### Work request
Starting with the first line of the records, write out each line exactly until you have included the line containing "Justification: the 4.7".

(Collected data entries)
════════════════════
PR #5321, opened 2025-01-09
Am 4165 dataplane split

leleueri:
This PR is about to merge the branch which contains all the changes for the DataPlane split.

PR #8075, opened 2026-06-18
chore: AM-6696 repository layer cleanup

wajb:
[AM-6696](https://gravitee.atlassian.net/browse/AM-6696)

Repository-layer cleanup following the 4.7 data-plane refactor.

For 4.7 refactor, see https://github.com/gravitee-io/gravitee-access-management/pull/5321.

#### Superseded by the data plane
Justification: the 4.7 data plane reimplemented these independently (`io.gravitee.am.dataplane.*`).
- **Management scope**: `AccessPolicy`, `Credential`, `Device`, `PasswordHistory`, `PermissionTicket`, `Resource`, `UserActivity`, and the domain `User`.
- **Gateway scope**: `LoginAttempt`, `ScopeApproval`.

####  Orphan interfaces
Justification: declared but never implemented and never referenced.
- `AlertEventRepository`, `OrganizationGroupRepository` (note the name was later reused, see consolidations).

#### Transitive
Justification: became unreachable once the above were deleted.
- Repository-api `LoginAttemptCriteria` (only the data-plane copy is used elsewhere).
- `PermissionRequestConverter` and two dead dozer.xml mappings (`JdbcPermissionTicket`, domain `JdbcUser`).

### Consolidations
Justification: after the domain-user removal these abstractions each had exactly one remaining implementor and no external consumers.
- `CommonUserRepository` → merged into `OrganizationUserRepository` (now extends `CrudRepository` directly and carries `UpdateActions`).
- Mongo `AbstractUserRepository<T>` → merged into `MongoOrganizationUserRepository` (generic dropped).
- `UserMongo` → folded into `OrganizationUserMongo`.

### Renaming
Justification: the management `GroupRepository` only ever serves organization groups.
- `GroupRepository` → `OrganizationGroupRepository` (+ `Mongo*`/`Jdbc*` impls, the repository test, and `OrganizationGroupServiceImpl`/test).

### Marked classes NOT REMOVED
- Two remaining `// TODO [DP] class to remove` comments on `GroupMongo` and `MongoOrganizationGroupRepository` are ignored (comment removed) since only _domain_ groups were migrated to the data-plane and these two classes relate to _organization_ groups in the active control-plane layer.

### Simplified repository scope configuration
- Split `RepositoryScopeProvider` implementations so management server only needs to configure `management` scope repositories (`gateway` and `oauth2` are only defined for gateway). **This is a potential breaking change for environments where Mongo IDPs fall back to use non-management connections** (exotic but possible).
- Isolate gateway-scope-dependent `AuthenticationFlowContextService` to gateway service package to remove risk of wiring it in management server. **This is a breaking change for external plugin consumers** that import `io.gravitee.am.service.AuthenticationFlowContextService`, which must switch to `io.gravitee.am.gateway.handler.common.service.AuthenticationFlowContextService.`

## :memo: Test scenarios 
n/a

n/a

n/a

@gravitee-io/am

[AM-6696]: https://gravitee.atlassian.net/browse/AM-6696?atlOrigin=eyJpIjoiNWRkNTljNzYxNjVmNDY3MDlhMDU5Y2ZhYzA5YTRkZjUiLCJwIjoiZ2l0aHViLWNvbS1KU1cifQ


leleueri (commented):
Question: is it possible to provide 2 implementation of the RepositoryScopeProvider one for MAPI with only the Management Scope and another one for the Gateway with all the scopes ? In that way the gravitee.yaml in the management side only need to define the "management" scope

wajb:
> Question: is it possible to provide 2 implementation of the RepositoryScopeProvider one for MAPI with only the Management Scope and another one for the Gateway with all the scopes ? In that way the gravitee.yaml in the management side only need to define the "management" scope

Yes, I've split the `RepositoryScopeProvider` implementations, removing all but `management` scope from the management `gravitee.yml`. I added a safeguard to filter the sole gateway-scope service (`AuthenticationFlowContextServiceImpl`) from the management's `StandaloneConfiguration.java` (really a precaution since the gateway-scoped `AuthenticationFlowContextRepository` is already is wired with `@Lazy`, preventing it from being instantiated). Unfortunately we can't easily move `AuthenticationFlowContextService` out of the common service package because saml2-idp plugin depends on it.

The one concern is `repositories.system-cluster: gateway` is no longer supported in the management server - a mongo IDP without a dataPlaneId used here would fail to init. Enough to document or too unlikely to be a real concern? I have removed the "All changes are non-functional" statement from the PR description.

leleueri:
> > Question: is it possible to provide 2 implementation of the RepositoryScopeProvider one for MAPI with only the Management Scope and another one for the Gateway with all the scopes ? In that way the gravitee.yaml in the management side only need to define the "management" scope
> 
> Yes, I've split the `RepositoryScopeProvider` implementations, removing all but `management` scope from the management `gravitee.yml`. I added a safeguard to filter the sole gateway-scope service (`AuthenticationFlowContextServiceImpl`) from the management's `StandaloneConfiguration.java` (really a precaution since the gateway-scoped `AuthenticationFlowContextRepository` is already is wired with `@Lazy`, preventing it from being instantiated). Unfortunately we can't easily move `AuthenticationFlowContextService` out of the common service package because saml2-idp plugin depends on it.
> 
> The one concern is `repositories.system-cluster: gateway` is no longer supported in the management server - a mongo IDP without a dataPlaneId used here would fail to init. Enough to document or too unlikely to be a real concern? I have removed the "All changes are non-functional" statement from the PR description.

arf, didn't think about this use-system-cluster 🤔 but maybe we can safely fallback to the "default" dataplane in that case and in the documentation highlight this change a BC and advice before moving to 4.13 to use the datasource instead of the "use-system-cluster". For the AuthenticationFlowContextService, IMO it is OK to move it as soon as we update the saml2-idp plugin with a BC in the commit message(+ reference the change in the documentation & compatibility matrix) . Let me think about it.

lgw-gravitee:
q: should we update Helm scripts as well? Currently there is a _configmap-default-repositories.tpl which creates all scopes

leleueri (approved):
════════════════════
### Your response
PR #5321, opened 2025-01-09
Am 4165 dataplane split

leleueri:
This PR is about to merge the branch which contains all the changes for the DataPlane split.

PR #8075, opened 2026-06-18
chore: AM-6696 repository layer cleanup

wajb:
[AM-6696](https://gravitee.atlassian.net/browse/AM-6696)

Repository-layer cleanup following the 4.7 data-plane refactor.

For 4.7 refactor, see https://github.com/gravitee-io/gravitee-access-management/pull/5321.

#### Superseded by the data plane
Justification: the 4.7 data plane reimplemented these independently (`io.gravitee.am.dataplane.*`).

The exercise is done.